* _INSTRUCTIONS FOR THE TASK_:
Your task is to copy each line of the material that includes "immediately".

* _ENTRIES SUPPLIED_:
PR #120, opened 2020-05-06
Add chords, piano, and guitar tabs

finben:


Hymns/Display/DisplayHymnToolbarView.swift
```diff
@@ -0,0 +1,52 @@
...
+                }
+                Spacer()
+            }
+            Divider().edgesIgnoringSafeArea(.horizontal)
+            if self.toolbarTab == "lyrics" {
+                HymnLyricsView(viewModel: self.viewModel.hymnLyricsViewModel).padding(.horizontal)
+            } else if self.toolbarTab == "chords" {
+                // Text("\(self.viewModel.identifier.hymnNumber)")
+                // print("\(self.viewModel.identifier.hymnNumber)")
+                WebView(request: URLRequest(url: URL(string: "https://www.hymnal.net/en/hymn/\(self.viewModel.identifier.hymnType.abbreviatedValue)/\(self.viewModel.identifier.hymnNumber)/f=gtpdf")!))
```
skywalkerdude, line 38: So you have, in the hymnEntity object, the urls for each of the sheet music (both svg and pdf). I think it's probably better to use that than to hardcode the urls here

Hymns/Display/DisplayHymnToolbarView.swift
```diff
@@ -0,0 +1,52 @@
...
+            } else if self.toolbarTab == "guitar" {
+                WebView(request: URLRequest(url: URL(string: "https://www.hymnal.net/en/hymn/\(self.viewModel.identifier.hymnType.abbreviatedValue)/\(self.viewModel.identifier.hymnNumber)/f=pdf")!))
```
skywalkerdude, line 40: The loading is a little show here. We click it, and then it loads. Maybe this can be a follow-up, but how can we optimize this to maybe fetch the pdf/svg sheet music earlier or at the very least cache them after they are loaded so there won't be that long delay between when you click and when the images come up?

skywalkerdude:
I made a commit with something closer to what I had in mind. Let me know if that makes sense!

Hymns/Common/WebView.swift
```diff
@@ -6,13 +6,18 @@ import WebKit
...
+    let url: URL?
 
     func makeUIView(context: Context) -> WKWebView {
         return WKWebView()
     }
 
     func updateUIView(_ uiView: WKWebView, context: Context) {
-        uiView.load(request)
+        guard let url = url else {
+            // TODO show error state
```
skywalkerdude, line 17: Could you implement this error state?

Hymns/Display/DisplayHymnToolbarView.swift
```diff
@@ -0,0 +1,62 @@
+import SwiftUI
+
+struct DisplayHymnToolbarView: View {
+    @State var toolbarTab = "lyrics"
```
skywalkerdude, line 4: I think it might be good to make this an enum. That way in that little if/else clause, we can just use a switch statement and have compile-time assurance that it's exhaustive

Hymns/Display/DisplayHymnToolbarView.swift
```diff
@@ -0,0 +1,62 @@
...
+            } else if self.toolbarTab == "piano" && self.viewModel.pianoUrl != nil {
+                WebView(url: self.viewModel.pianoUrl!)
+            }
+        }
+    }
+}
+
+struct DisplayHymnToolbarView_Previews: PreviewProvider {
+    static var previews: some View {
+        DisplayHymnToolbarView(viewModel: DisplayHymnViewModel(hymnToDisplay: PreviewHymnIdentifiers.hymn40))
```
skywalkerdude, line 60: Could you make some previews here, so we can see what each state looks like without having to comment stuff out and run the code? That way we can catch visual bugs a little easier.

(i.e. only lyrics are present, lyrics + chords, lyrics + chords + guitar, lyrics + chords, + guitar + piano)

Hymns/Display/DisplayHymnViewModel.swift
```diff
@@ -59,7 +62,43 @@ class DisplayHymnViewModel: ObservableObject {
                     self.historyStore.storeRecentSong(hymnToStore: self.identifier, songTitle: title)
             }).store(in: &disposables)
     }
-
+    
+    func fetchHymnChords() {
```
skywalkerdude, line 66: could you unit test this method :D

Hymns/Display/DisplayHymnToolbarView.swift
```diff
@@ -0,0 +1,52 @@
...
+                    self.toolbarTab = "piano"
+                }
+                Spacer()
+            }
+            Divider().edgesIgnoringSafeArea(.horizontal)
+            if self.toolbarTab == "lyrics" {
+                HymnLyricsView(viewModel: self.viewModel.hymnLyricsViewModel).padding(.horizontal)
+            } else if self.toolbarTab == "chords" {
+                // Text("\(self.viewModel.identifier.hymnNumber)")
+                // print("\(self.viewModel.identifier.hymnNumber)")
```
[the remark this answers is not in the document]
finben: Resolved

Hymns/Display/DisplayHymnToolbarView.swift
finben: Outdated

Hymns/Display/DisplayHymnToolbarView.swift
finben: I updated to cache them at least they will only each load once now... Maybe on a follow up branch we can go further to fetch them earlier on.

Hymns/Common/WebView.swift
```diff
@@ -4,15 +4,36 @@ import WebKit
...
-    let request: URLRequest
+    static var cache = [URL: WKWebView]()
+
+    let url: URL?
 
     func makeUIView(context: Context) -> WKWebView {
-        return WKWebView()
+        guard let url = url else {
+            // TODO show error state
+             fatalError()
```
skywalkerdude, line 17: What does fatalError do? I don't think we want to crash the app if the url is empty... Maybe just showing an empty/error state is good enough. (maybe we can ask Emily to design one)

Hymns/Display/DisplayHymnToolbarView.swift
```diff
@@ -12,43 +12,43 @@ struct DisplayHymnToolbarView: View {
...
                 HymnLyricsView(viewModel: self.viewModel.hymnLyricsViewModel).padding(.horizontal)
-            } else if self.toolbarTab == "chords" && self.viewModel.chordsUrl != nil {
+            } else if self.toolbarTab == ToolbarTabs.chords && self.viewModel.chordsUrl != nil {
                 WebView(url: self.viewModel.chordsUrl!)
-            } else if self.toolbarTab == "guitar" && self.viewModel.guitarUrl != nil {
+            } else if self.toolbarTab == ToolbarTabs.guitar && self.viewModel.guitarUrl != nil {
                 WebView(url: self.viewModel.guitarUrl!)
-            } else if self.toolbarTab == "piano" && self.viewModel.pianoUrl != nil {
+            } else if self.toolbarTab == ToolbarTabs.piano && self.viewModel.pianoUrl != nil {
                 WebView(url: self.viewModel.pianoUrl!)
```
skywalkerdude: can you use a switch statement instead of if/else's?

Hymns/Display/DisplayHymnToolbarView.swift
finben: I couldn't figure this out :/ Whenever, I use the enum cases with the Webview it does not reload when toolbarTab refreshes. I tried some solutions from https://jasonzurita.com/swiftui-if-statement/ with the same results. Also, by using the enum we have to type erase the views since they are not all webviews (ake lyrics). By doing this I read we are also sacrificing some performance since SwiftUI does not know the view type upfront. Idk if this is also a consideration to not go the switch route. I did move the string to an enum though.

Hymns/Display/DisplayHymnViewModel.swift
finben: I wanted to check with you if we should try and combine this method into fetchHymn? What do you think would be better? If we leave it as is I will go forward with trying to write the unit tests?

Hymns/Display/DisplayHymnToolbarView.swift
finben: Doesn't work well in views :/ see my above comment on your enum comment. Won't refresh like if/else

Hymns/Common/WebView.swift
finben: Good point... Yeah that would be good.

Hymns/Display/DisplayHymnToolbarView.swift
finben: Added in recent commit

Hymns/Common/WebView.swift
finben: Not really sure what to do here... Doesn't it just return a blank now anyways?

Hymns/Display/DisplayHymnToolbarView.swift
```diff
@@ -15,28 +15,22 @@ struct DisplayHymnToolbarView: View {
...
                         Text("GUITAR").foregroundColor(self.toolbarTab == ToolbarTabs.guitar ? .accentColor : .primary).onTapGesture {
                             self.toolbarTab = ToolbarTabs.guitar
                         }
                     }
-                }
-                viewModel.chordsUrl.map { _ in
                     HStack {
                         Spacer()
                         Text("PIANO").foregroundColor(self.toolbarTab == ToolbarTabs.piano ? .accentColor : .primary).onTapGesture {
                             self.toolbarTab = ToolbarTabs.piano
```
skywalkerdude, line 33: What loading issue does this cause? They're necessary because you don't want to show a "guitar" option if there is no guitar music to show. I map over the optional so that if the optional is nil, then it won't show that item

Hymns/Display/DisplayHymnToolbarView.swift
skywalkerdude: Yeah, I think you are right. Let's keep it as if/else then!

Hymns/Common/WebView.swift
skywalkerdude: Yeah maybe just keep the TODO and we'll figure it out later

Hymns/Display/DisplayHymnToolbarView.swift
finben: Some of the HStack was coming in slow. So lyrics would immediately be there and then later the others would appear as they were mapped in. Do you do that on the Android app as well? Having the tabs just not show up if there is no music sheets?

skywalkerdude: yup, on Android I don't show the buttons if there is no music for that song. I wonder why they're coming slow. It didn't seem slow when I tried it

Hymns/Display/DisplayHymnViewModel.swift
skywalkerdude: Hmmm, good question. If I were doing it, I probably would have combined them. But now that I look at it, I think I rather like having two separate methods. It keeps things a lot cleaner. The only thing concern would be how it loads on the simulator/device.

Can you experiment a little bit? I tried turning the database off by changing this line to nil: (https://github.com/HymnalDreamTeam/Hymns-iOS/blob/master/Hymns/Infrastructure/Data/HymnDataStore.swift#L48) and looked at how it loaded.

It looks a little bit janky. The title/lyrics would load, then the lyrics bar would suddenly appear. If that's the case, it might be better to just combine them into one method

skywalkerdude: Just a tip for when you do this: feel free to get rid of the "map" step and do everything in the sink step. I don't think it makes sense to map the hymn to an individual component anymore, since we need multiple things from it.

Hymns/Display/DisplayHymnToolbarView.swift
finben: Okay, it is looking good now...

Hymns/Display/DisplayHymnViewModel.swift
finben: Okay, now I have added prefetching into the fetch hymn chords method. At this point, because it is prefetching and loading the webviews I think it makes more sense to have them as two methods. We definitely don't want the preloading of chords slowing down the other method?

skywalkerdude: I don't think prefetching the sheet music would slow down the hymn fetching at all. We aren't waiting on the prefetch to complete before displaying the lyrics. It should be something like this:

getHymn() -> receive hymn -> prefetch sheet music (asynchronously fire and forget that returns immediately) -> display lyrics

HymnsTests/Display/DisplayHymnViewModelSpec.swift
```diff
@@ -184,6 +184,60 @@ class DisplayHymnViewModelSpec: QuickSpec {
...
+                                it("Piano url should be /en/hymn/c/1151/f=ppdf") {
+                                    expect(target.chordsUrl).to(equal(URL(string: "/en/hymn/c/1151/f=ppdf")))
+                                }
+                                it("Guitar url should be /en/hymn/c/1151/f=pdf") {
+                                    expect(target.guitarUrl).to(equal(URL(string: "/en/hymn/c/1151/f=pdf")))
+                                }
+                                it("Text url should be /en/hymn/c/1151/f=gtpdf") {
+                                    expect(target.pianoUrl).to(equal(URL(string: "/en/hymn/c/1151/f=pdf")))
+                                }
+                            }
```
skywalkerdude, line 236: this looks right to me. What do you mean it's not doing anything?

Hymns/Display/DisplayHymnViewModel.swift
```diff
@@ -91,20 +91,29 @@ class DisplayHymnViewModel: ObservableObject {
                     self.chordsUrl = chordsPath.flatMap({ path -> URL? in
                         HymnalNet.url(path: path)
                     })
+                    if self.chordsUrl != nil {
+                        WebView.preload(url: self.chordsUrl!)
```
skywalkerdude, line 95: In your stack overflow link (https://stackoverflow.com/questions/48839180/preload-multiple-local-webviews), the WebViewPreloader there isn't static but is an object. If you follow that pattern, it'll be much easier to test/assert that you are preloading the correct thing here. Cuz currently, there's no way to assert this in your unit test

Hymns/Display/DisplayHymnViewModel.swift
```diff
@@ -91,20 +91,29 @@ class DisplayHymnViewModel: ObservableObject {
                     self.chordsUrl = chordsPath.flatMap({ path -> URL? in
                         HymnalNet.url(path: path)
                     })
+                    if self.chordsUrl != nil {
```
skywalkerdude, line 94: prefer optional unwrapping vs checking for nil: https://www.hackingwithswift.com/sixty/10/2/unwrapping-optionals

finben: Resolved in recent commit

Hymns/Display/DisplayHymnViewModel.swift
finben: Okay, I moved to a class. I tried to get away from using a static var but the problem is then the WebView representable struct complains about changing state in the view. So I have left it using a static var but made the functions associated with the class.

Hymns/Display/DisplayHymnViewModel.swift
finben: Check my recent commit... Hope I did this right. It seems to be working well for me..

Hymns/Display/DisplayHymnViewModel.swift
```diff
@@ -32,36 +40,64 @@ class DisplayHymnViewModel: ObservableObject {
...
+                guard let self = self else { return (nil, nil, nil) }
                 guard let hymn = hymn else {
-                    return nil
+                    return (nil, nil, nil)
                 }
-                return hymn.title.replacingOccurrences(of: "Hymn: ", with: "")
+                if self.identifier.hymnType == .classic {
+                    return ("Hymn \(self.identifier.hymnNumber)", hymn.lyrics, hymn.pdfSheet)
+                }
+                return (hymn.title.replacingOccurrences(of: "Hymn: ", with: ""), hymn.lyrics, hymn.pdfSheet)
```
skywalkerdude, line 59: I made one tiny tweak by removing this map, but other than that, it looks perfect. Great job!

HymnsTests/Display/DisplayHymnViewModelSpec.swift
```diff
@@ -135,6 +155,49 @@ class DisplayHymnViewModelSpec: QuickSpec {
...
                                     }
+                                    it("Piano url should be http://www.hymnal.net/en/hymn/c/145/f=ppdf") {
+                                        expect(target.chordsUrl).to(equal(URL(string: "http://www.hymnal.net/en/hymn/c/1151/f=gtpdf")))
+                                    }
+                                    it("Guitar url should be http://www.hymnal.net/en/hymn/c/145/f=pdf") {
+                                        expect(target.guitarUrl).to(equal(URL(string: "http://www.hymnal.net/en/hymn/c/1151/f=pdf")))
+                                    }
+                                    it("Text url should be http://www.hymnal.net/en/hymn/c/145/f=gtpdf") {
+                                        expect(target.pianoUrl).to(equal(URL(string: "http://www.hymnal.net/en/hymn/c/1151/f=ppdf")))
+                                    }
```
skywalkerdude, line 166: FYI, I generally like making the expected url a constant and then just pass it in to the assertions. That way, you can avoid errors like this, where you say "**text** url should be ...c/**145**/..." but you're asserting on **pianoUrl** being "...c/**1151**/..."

* _SOLUTION TO THIS PROBLEM_:
finben: Some of the HStack was coming in slow. So lyrics would immediately be there and then later the others would appear as they were mapped in. Do you do that on the Android app as well? Having the tabs just not show up if there is no music sheets?
getHymn() -> receive hymn -> prefetch sheet music (asynchronously fire and forget that returns immediately) -> display lyrics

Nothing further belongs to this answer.